The Centre of Isotopic Research (CIR) is a unique high-tech research and production laboratory in Russia with its infrastructure, experts, a set of equipment, techniques and technologies that allow the widest range of innovative isotope studies of both natural and artificial materials for the needs of the natural resource industry and having state accreditation.
CIR was created in 2001 as part of the A.P. Karpinsky Russian Geological Research Institute (the Karpinsky Institute) in St. Petersburg.
The Karpinsky Institute analytical laboratory service dates back to 1898, when a chemical laboratory was created at the GeolCom of Russia. In 2000, its pivotal modernization and technical re-equipment began.

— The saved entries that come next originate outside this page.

PR #1364, opened 2026-04-06
Replace nanomsg with nng

jafingerhut:


jafingerhut:
This is a draft PR that I may never complete.  I started it hoping that the replacement of the nanomsg library with nng would be a drop in replacment, but from what I recall in the way I left this, it appeared that there are differences in the APIs of the two libraries that would require some changes to behavioral-model code in order to use the newer library, and I did not have the time/patience to work through that.  Leaving this open for now in case someone else is interested in picking up that code updating task for themselves, but certainly OK to close this PR if it feels too much like clutter.

PR #1367, opened 2026-04-08
Fix Thrift support for simple_switch_grpc (#1366)

### LINKED ISSUE #1366: simple_switch_grpc built without Thrift support even with -DWITH_THRIFT=ON
## Problem

When building with `-DWITH_THRIFT=on` using cmake, the resulting `simple_switch_grpc` binary shows the warning:

```
You used the '--thrift-port' command-line option, but this target was compiled without Thrift support.
```

This happens even though:
- cmake is run with `-DWITH_THRIFT=on`
- Thrift libraries are installed on the system

## Root Cause

In `targets/simple_switch_grpc/CMakeLists.txt`, the `WITH_THRIFT` compile definition is not passed to the simple_switch_grpc target.

The Thrift code in `switch_runner.cpp` is guarded by `#ifdef WITH_THRIFT`:

```cpp
#ifdef WITH_THRIFT
  bm_runtime::start_server(simple_switch.get(), thrift_port);
  // Thrift service setup
#else
  if (parser.option_was_provided("thrift-port")) {
    bm::Logger::get()->warn("compiled without Thrift support...");
  }
#endif
```

While `-DTHRIFT_ON` is added at the top-level CMakeLists.txt (not to be confused with `-DWITH_THRIFT`), this definition is not propagated to the simple_switch_grpc target's compilation.

## Fix

Add `add_definitions(-DWITH_THRIFT)` in the simple_switch_grpc CMakeLists.txt when `WITH_THRIFT` is enabled:

```cmake
if(WITH_THRIFT)
  add_definitions(-DWITH_THRIFT)
  target_link_libraries(simple_switch_grpc PRIVATE
          thrift
          simpleswitch_thrift
  )
endif()
```

This ensures:
1. The preprocessor macro is defined during compilation, so Thrift code is included in the binary
2. Both the Thrift shared library (`libthrift.so`) and the generated static library (`libsimpleswitch_thrift.a`) are linked

## Testing

- Build behavioral-model with cmake flags: `-DWITH_PI=on -DWITH_THRIFT=on`
- Build the simple_switch_grpc target
- Run simple_switch_grpc with `--thrift-port 9091`
- Verify no warning about missing Thrift support appears
- Check port is listening: `netstat -an | grep 9091`

davideandres95:
Fixes #1366, ensuring:
1. The preprocessor macro is defined during compilation, so Thrift code is included in the binary
2. Both the Thrift shared library (`libthrift.so`) and the generated static library (`libsimpleswitch_thrift.a`) are linked

### DIFF
--- a/targets/simple_switch_grpc/CMakeLists.txt
+++ b/targets/simple_switch_grpc/CMakeLists.txt
@@ -59,6 +59,14 @@ target_link_libraries(simple_switch_grpc PRIVATE
   ${GRPCPP_LIBRARIES}
 )
 
+if(WITH_THRIFT)
+  add_definitions(-DWITH_THRIFT)
+  target_link_libraries(simple_switch_grpc PRIVATE
+         thrift
+         simpleswitch_thrift
+  )
+endif()
+
 # We follow this tutorial to link with grpc++_reflection:
 # https://github.com/grpc/grpc/blob/master/doc/server_reflection_tutorial.md
 #target_link_options(simple_switch_grpc PRIVATE


targets/simple_switch_grpc/CMakeLists.txt
```diff
@@ -59,6 +59,14 @@ target_link_libraries(simple_switch_grpc PRIVATE
   ${GRPCPP_LIBRARIES}
 )
 
+if(WITH_THRIFT)
```
jafingerhut, line 62: There is an earlier block of code `if(WITH_THRIFT)` earlier in this file that does some of this.  Perhaps add the new parts there, instead of a seaprate section here?

jafingerhut: I am editing this comment about enabling WITH_THRIFT by default.  This is already done in the top level CMakeLists.txt file of this repo.  Sorry for the noise.

jafingerhut:
Please fix DCO signing problem.  On the page for this PR https://github.com/p4lang/behavioral-model/pull/1367 look in the section "Some checks were not successful" for "DCO", and click on that link for instructions on how to modify this PR so that it is signed properly.  If that does not work for some reason, creating a new PR where you are careful to use `git commit -s` to make all of your commits will also work.

jafingerhut (approved):
I tested a build with and without these changes, and they do fix the stated problem.  Thanks!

The decision to create CIR was made in accordance with international experience, which shows that currently effective geological surveying, geochemical, forecasting, and geoenvironmental studies are impossible without isotope research based on mass-spectrometric techniques and appropriate special equipment. There are about ten similar centres in the world.
The Karpinsky Institute CIR has isotope research equipment from leading manufacturing companies in the USA, Germany, Great Britain, Finland and Australia. Each of the CIR’s 10 instruments is unique or best in its class. It is enough to mention that there are only 12 secondary ion mass spectrometers SHRIMP-II in the world.

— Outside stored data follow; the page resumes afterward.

PR #1371, opened 2026-04-17
bugfix: "make distclean"

chreekat:
Before this change, third_party shows up in two different Makefiles, and distclean tries to clean it twice, which failed on the second try.

I hit this while building with debian packaging tools, which runs a distclean at some point.

The fix is to remove the duplicate build of third_party, though that does mean one must be careful with build order.

### DIFF
--- a/Makefile.am
+++ b/Makefile.am
@@ -20,7 +20,9 @@ if COND_PI
     MAYBE_PI = PI services
 endif
 
-# simple_switch depends on libbmpi so PI needs to appear first
+# The targets directory (simple_switch, etc.) depends on libbmpi (from PI) and
+# gtest (from third_party), so those must appear before MAYBE_TARGETS in this
+# list.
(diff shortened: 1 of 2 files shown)


chreekat:
I suppose another fix would be to make the distclean for third_party idempotent, now that I think about it. Still, having third_party triggered twice seems unnecessary.

chreekat:
Well, that's an interesting error. Looks new, but I don't see how it's related to my change. I sort of manually traced through the Docker images and it does look like make should be there. Not sure what's wrong. Any idea?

A distinctive feature of isotope studies is that they can answer the following most important questions: the source of the substance, the rate of the process, and the age of formation. This isotope information provides great prospects for its use in studying natural and anthropogenic processes.

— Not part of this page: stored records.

PR #1373, opened 2026-04-19
Refresh behavioral-model CI

fruffy:
- Do not depend on the docker image for testing.
- Add support for Ubuntu24 builds, fix new compilation errors.
- Add support for ccache for faster builds.
- Simplify build matrix. 

Once we deprecate autotools in favour of CMake, the build matrix should become smaller again.


PI/src/pi_tables_imp.cpp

Isotope methods can be applied in a number of areas: in geology (in regional exploration; for studying formation conditions of mineral deposits, etc.), water management (to control natural water quality; to create a register of water resources), forestry (to determine the age of trees and assessing the rate of forest resource growth), environment (to identify sources of pollution; to determine the rate of anthropogenic components accumulation; to solve the problem of safe disposal of radioactive and highly toxic waste).